Still, there's something slightly charming in seeing Einstein and three other senior citizen scientists get involved in the love lifes of the younger folk, bonding with the auto mechanic who's going to turn Albert's car into a souped-up convertible, eating ice cream together and talking about science-fiction stories and real-world physics as if some common ground could be found there.  And they pull pranks on the niece's suitor that they don't like, such as letting all his lab animals out of their cages, ha ha, destroying two years' worth of scientific study.  And then they help perpetuate the lie that this auto mechanic is some kind of genius / idiot savant, totally helping him to cheat on his I.Q. test, because what great relationship doesn't get founded on a comic misunderstanding?

But then when you look at the big picture, it's like Einstein helped his niece find love, but only at the cost of his own integrity, and that's pretty sad.  Maybe the fact that this premise and plot never happened, and is a big pile of fictional B.S. is the best news after all.

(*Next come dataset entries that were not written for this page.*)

Issue #7747, opened 2025-10-27
ECONNRESET crash when using Netlify CLI with Node.js 24.x and Nuxt 4.x dev server


ElijahJunaid:
### Describe the bug

Netlify CLI consistently crashes with Error: read ECONNRESET when attempting to proxy to a Nuxt 4.x development server on Node.js 24.6.0. The crash occurs immediately after the Nuxt dev server successfully starts and builds. The error is unhandled and terminates the Netlify CLI process.

Error Output:
```
Error: Netlify CLI has terminated unexpectedly
Error: read ECONNRESET
    at TCP.onStreamRead (node:internal/stream_base_commons:216:20)
```
This appears to be a socket handling incompatibility between Netlify CLI and Node.js 24.x.

### Steps to reproduce

1. Install Node.js 24.6.0
2. Create a fresh Nuxt 4.x project
```
npx nuxi@latest init test-project --packageManager npm --no-gitInit
cd test-project`
3. Create netlify.toml:
`[dev]
  framework = "nuxt"
  port = 8888
  targetPort = 3000
  autoLaunch = false
```
4. Run Netlify Dev
5. Wait for it to complete then load localhost:8888

### Configuration

netlify.toml:
```
[dev]
  framework = "nuxt"
  port = 8888
  targetPort = 3000
  autoLaunch = false
```

package.json:
```
{
  "name": "nuxt-app",
  "private": true,
  "type": "module",
  "scripts": {
    "build": "nuxt build",
    "dev": "nuxt dev",
    "generate": "nuxt generate",
    "preview": "nuxt preview",
    "postinstall": "nuxt prepare"
  },
  "dependencies": {
    "nuxt": "^4.2.0",
    "vue": "latest"
  }
}
```

nuxt.config.ts:
```
export default defineNuxtConfig({
  compatibilityDate: '2024-11-01',
  devtools: { enabled: true }
})
```

### Environment

System:
    OS: Windows 11 10.0.26200
    CPU: (12) x64 AMD Ryzen 5 7600X 6-Core Processor
    Memory: 13.65 GB / 31.14 GB
Binaries:
    Node: 24.6.0 - C:\Program Files\nodejs\node.EXE
    npm: 11.5.1 - C:\Program Files\nodejs\npm.CMD

ElijahJunaid:
fixed issue with 6 edits to the netlify cli repository in a local version;
Implemented the Node 24.x “ECONNRESET” resilience work:

src/utils/framework-server.ts
[...]

PR #7772, opened 2025-11-12
fix: handle ECONNRESET errors in Node.js 24.x

ElijahJunaid:
#7747 - Replace wait-port dependency with custom implementation
- Add retry logic with ECONNRESET error handling
- Add HTTP agent with ECONNRESET handling in proxy
- Enable framework host detection for Node 24+
- Update tests to use new wait-port API

Fixes Node.js 24.x dev server startup failures

### DIFF
--- a/src/lib/wait-port.ts
+++ b/src/lib/wait-port.ts
@@ -4,11 +4,12 @@ export const waitPort = async (
   port: number,
   host: string,
   timeout: number,
-  maxRetries = 10,
+  maxRetries?: number,
 ): Promise<{ open: boolean; ipVersion?: 4 | 6 }> => {
   const startTime = Date.now()
+  const retries = maxRetries ?? Math.ceil(timeout / 2000)
 
-  for (let attempt = 0; attempt < maxRetries; attempt++) {
+  for (let attempt = 0; attempt < retries; attempt++) {
     if (Date.now() - startTime > timeout) {
       return { open: false }
     }


ElijahJunaid:
@VitaliyR did the changes and fixed the tests, they all passed on my end

src/utils/run-build.ts
```diff
@@ -127,8 +126,7 @@ export async function runNetlifyBuild({
     })
 
     settings.frameworkHost = ipVersion === 6 ? '::1' : '127.0.0.1'
-    const nodeVersion = process.versions.node
-    settings.detectFrameworkHost = options.skipWaitPort || semver.gte(nodeVersion, '24.0.0')
+    settings.detectFrameworkHost = options.skipWaitPort
```
VitaliyR, line 129: so this change is not needed anymore?

ElijahJunaid: correct, it was updated with wait-port.ts

ElijahJunaid:
hopefully this one fixes the failed tests

src/lib/wait-port.ts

Also starring Meg Ryan (last seen in "Against the Ropes"), Walter Matthau (last seen in "Grumpier Old Men"), Stephen Fry (last seen in "Le Divorce"), Lou Jacobi (last seen in "Irma la Douce"), Gene Saks (last seen in "Nobody's Fool"), Joseph Maher (last seen in "The Out-of-Towners" (1999)), Tony Shalhoub (last seen in "Hemingway & Gellhorn"), Frank Whaley (last seen in "Red Dragon"), Charles Durning (last seen in "The Best Little Whorehouse in Texas"), Keene Curtis, Alice Playten, with cameos from Greg Germann (last seen in "Get Hard"), Daniel von Bargen (last seen in "Shaft" (2000)), Alice Drummond (also last seen in "The Best Little Whorehouse in Texas").